Reporting on research conducted by Stanford, the University of Washington and Chinese web company Baidu, they present results on the current state of Baidu’s Deep Speech 2 speech recognition performance.
The test was made on short sentences, hinting at short-breadth types of interaction. DS2 is compared with state of the art Apple iOS keyboard. Two metrics are discussed: input rate and error rate.
Regarding input rate, DS2 was found three times faster than the keyboard for English, and 2.8 times faster than Mandarin Chinese keyboard input (through pinyin). In absolute terms, the average input rate for English was 53.46 wpm (words per minute) on keyboard versus 161.2 through Speech, before corrections. For Mandarin Chinese, it was 38.78 wpm versus 108.43, with Speech coming ahead, again, before corrections.

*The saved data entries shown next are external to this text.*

PR #744, opened 2016-04-19
JBPM-5084: troubleshooting function for workitem

bxf12315:
@mswiderski 
related issue in here https://issues.jboss.org/browse/JBPM-5084.
I not sure it is reasonable, so please check it.
and i don't know how to create unit test for it , it just is draft code .

### DIFF
--- a/drools-core/src/main/java/org/drools/core/process/instance/impl/DefaultWorkItemManager.java
+++ b/drools-core/src/main/java/org/drools/core/process/instance/impl/DefaultWorkItemManager.java
@@ -112,6 +112,16 @@ public class DefaultWorkItemManager implements WorkItemManager, Externalizable {
     	}
     }
 
+    public void retryWorkItemWithParams(long workItemId,Map<String,Object> map) {
+        WorkItem workItem = workItems.get(workItemId);
+        
+        if (workItem != null) {
+            workItem.setParameters( map );
+            
+            retryWorkItem(workItem.getId());
+        }
+    }
+    
     public Set<WorkItem> getWorkItems() {
         return new HashSet<WorkItem>(workItems.values());
     }
--- a/drools-persistence-jpa/src/main/java/org/drools/persistence/jpa/processinstance/JPAWorkItemManager.java
+++ b/drools-persistence-jpa/src/main/java/org/drools/persistence/jpa/processinstance/JPAWorkItemManager.java
@@ -54,7 +54,7 @@ public class JPAWorkItemManager implements WorkItemManager {
         Environment env = this.kruntime.getEnvironment();
         WorkItemInfo workItemInfo = new WorkItemInfo(workItem, env);
         
-        PersistenceContext context = ((PersistenceContextManager) env.get( EnvironmentName.PERSISTENCE_CONTEXT_MANAGER )).getCommandScopedPersistenceContext();
+        PersistenceContext context = getPersistenceContext();
         workItemInfo = context.persist( workItemInfo );
         
         ((WorkItemImpl) workItem).setId(workItemInfo.getId());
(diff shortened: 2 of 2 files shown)


drools-core/src/main/java/org/drools/core/process/instance/impl/DefaultWorkItemManager.java
```diff
@@ -112,6 +112,19 @@ public void retryWorkItem(long workItemId) {
     	}
     }
 
+    public void retryWorkItemWithParams(long workItemId,Map<String,Object> map) {
+        WorkItem workItem = workItems.get(workItemId);
+        
+        if (workItem != null) {
+            workItem.setParameters( map );
```
mswiderski, line 119: except this line rest of the method is a copy of retryWorkItem so maybe retryWorkItem should call this will null parameters which would then be omitted - anyway good to check if coming map is not null as we should never set null as parameters on work item

drools-persistence-jpa/src/main/java/org/drools/persistence/jpa/processinstance/JPAWorkItemManager.java
```diff
@@ -81,9 +81,16 @@ public WorkItemHandler getWorkItemHandler(String name) {
...
-    	WorkItem workItem = getWorkItem(workItemId);
+    public void retryWorkItemWithParams(long workItemId, Map<String,Object> map) {
+        Environment env = this.kruntime.getEnvironment();
+        WorkItem workItem = getWorkItem(workItemId);
+        
     	if (workItem != null) {
+    	    workItem.setParameters( map );
+            WorkItemInfo workItemInfo = new WorkItemInfo(workItem, env);
+            PersistenceContext context = getPersistenceContext();
+            context.merge( workItemInfo );
```
mswiderski, line 92: why do you create new work item info here? wouldn't it be enough to just load existing and set the parameters on it after load?

mswiderski:
we certainly need tests for this and I believe regular retryWorkItem as well, though best to add it to jbpm repo as it's easier to test it when you have processes available

drools-persistence-jpa/src/main/java/org/drools/persistence/jpa/processinstance/JPAWorkItemManager.java
bxf12315, line 92: I want to save update workitem into database.
Is it not necessary?

drools-core/src/main/java/org/drools/core/process/instance/impl/DefaultWorkItemManager.java
bxf12315, line 119: yes you are right
i will update it.

bxf12315:
@mswiderski  
I don't understand the line "though best to add it to jbpm repo as it's easier to test it when you have processes available".
how to add it to jbpm repo ?
I have other suggestion . we can add retryworkitemwithparams into interface  workitemmanager.
We can easily find and use it.

drools-persistence-jpa/src/main/java/org/drools/persistence/jpa/processinstance/JPAWorkItemManager.java
mswiderski, line 92: the work item returned from getWorkItem should be already bound the the entity so any updates on it should be persisted, though we need test for it...

mswiderski:
test should be added to jbpm repo

bxf12315:
@mswiderski 
I was update it. 
Please check it

mswiderski:
I don't see any updates mentioned in the comments? have you pushed the updates to your remote fork?

bxf12315:
@mswiderski  Sorry, update it.

mswiderski:
this can be closed as https://github.com/droolsjbpm/drools/pull/780 comes with updates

Regarding errors, DS2 also outperformed in every scenario. In English, speech had a winning rate of 2.93% versus 3.68%. In Chinese the gap was wider, 7.51% to 20.54%. This percentages are related to all the processed input, which include corrective commands (mostly mouthing “backspace” or hitting\swiping the backspace key). The high error rate for Mandarin Chinese keyboard input is noteworthy, likely signal of a more dire market need in the Asian market.
A disclaimer for error rates points to another advantage of speech recognition. Variance of error rates in keyboard input are higher as they depend of the level of keyboard input skill by the human text subject. With speech recognition, besides learning some keywords, the learning curve is practically flat.
Looking forward, the question is how long until speech recognition is a task better left to machines over humans. Learning innovator Andrew Ng seems to be ready to answer:
“A significant shift from typing to speech might be imminent and impactful”.
Future research will involve the optimization of interface design to translate the gains in input from research conditions.